§ What to produce:
In the entries that follow, find every line containing "pile" and copy it.

§ Data extracts:
"""
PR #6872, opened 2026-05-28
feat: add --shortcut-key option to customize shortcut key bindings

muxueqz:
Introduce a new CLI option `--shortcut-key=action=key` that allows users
"""
"""
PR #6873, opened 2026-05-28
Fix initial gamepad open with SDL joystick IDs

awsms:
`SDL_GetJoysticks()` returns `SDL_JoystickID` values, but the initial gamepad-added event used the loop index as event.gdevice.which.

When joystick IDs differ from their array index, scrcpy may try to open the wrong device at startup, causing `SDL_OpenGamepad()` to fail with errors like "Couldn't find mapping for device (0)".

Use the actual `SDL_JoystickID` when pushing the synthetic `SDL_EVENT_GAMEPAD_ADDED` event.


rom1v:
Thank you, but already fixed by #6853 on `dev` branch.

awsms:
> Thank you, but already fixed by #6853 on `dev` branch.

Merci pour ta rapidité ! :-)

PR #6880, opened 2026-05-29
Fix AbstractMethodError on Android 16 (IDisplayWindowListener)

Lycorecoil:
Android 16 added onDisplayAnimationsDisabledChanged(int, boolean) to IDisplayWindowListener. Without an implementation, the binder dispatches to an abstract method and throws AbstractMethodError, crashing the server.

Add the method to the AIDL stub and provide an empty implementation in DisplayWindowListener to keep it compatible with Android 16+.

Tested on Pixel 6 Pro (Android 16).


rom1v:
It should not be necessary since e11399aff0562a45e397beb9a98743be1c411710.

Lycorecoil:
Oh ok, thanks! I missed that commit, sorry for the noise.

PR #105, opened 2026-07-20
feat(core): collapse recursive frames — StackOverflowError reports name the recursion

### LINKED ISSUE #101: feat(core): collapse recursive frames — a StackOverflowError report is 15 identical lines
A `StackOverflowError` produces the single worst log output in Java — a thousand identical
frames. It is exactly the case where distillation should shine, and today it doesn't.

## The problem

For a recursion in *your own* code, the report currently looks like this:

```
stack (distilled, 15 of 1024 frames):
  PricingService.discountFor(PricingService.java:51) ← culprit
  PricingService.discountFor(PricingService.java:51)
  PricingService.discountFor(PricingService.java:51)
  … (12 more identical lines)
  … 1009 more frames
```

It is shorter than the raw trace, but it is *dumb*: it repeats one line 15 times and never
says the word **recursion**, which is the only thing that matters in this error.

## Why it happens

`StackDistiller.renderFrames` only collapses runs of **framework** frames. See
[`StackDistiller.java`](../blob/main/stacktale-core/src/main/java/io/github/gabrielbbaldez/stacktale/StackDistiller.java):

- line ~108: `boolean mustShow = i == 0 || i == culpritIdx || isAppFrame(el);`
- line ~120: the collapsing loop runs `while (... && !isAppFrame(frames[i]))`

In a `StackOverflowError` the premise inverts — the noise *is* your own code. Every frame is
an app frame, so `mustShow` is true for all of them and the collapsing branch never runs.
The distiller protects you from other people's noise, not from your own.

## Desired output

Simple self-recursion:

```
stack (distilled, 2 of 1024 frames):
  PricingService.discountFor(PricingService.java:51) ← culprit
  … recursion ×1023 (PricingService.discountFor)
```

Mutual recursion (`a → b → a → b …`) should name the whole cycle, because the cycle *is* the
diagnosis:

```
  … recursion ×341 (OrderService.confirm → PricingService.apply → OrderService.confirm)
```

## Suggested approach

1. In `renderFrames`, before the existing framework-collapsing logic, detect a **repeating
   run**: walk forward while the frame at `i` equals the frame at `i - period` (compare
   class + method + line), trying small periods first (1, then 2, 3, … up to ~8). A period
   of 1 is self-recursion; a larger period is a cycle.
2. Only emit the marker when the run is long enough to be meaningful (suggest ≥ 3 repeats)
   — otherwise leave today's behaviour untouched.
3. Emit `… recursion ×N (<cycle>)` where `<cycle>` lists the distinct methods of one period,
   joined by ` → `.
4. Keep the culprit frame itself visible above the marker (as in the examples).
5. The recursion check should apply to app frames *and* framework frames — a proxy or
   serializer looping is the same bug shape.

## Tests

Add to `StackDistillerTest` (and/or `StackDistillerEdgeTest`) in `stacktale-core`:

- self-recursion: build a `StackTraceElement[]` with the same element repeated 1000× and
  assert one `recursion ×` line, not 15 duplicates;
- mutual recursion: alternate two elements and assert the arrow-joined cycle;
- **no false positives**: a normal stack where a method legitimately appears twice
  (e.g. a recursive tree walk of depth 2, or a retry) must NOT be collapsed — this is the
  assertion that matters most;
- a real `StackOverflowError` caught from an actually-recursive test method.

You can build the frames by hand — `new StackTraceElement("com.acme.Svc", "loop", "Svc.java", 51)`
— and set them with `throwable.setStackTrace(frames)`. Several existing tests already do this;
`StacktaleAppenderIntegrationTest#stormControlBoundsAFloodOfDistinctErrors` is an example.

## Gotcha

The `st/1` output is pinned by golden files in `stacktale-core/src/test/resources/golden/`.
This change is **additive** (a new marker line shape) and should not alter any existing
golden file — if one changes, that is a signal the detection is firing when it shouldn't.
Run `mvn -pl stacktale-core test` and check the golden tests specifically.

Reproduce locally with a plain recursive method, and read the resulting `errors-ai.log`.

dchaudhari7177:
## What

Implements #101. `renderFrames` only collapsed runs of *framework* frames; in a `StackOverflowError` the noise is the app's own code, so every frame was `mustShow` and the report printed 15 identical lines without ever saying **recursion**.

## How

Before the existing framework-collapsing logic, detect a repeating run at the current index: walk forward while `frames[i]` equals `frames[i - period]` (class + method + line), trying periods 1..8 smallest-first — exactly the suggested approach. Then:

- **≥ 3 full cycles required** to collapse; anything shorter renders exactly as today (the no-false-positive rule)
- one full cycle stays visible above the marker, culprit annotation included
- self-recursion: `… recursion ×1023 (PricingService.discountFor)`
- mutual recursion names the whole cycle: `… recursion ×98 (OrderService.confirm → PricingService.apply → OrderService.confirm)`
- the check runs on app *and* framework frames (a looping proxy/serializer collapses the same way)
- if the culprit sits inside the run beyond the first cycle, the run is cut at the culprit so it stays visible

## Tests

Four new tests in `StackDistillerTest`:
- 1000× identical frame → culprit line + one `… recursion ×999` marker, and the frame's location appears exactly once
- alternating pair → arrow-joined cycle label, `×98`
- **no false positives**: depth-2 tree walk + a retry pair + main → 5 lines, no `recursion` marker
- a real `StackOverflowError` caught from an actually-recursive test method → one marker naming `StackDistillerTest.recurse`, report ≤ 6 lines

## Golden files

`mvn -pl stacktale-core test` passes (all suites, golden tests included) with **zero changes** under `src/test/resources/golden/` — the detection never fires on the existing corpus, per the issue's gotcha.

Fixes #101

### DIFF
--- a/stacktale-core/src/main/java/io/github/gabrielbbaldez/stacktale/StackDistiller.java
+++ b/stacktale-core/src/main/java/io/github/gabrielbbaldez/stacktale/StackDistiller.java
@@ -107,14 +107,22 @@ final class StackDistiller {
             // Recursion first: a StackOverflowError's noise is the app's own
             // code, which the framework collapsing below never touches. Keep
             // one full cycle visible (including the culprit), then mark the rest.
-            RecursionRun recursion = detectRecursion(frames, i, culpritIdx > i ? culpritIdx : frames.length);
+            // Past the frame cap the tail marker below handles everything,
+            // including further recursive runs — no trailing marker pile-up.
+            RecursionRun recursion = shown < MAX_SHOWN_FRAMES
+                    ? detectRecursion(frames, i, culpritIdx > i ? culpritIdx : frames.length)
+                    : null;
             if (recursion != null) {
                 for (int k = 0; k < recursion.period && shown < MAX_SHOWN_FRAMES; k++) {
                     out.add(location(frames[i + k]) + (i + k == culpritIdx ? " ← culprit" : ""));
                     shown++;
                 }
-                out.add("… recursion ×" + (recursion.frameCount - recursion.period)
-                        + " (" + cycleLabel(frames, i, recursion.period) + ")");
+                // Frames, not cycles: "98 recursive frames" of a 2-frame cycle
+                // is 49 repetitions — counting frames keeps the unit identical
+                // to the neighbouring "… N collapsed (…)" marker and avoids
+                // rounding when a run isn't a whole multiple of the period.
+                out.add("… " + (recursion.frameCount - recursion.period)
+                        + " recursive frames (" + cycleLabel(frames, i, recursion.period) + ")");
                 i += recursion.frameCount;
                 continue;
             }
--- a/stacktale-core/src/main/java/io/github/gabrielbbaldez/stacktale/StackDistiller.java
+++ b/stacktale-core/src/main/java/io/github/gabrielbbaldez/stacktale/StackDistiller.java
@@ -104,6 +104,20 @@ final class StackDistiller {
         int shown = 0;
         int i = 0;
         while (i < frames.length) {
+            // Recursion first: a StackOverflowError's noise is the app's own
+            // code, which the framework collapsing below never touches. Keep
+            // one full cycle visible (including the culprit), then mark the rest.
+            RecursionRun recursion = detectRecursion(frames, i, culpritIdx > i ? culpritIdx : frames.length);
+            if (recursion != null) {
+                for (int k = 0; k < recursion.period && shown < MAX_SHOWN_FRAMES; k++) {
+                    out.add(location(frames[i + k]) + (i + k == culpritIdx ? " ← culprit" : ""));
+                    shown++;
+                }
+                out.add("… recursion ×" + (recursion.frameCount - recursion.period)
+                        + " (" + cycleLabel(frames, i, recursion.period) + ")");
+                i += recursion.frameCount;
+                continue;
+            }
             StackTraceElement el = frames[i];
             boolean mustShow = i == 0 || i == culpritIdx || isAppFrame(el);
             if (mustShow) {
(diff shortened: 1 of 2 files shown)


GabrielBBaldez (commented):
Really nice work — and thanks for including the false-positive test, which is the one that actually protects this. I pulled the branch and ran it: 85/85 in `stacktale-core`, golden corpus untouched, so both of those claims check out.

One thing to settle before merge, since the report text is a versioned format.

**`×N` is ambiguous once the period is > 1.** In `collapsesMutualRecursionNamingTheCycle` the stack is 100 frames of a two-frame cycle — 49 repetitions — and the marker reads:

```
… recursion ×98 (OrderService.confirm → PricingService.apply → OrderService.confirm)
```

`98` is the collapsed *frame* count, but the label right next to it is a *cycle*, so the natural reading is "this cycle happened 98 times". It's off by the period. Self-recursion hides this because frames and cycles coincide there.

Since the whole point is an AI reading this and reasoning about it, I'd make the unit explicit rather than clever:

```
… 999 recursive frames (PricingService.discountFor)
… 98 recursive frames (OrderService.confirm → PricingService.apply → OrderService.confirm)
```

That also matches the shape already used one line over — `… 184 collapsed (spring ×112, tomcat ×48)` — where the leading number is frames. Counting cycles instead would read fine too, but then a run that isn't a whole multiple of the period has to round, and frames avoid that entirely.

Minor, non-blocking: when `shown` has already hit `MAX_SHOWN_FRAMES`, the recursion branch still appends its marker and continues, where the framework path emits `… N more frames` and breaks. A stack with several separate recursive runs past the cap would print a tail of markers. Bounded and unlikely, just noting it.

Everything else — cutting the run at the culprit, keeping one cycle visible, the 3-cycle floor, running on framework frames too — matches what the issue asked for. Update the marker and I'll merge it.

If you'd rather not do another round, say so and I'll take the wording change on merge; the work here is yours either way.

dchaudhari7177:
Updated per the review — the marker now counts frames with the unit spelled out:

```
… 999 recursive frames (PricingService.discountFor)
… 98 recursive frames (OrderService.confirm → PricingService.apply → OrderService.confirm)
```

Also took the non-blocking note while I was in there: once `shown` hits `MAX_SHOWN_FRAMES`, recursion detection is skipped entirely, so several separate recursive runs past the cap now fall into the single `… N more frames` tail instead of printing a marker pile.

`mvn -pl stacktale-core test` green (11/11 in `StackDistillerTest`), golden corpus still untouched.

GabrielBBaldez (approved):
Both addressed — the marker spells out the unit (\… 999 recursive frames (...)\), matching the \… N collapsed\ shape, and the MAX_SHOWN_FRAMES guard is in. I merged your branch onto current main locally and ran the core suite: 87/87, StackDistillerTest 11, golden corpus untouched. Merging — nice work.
"""
§ Final answer:
+            // including further recursive runs — no trailing marker pile-up.
Also took the non-blocking note while I was in there: once `shown` hits `MAX_SHOWN_FRAMES`, recursion detection is skipped entirely, so several separate recursive runs past the cap now fall into the single `… N more frames` tail instead of printing a marker pile.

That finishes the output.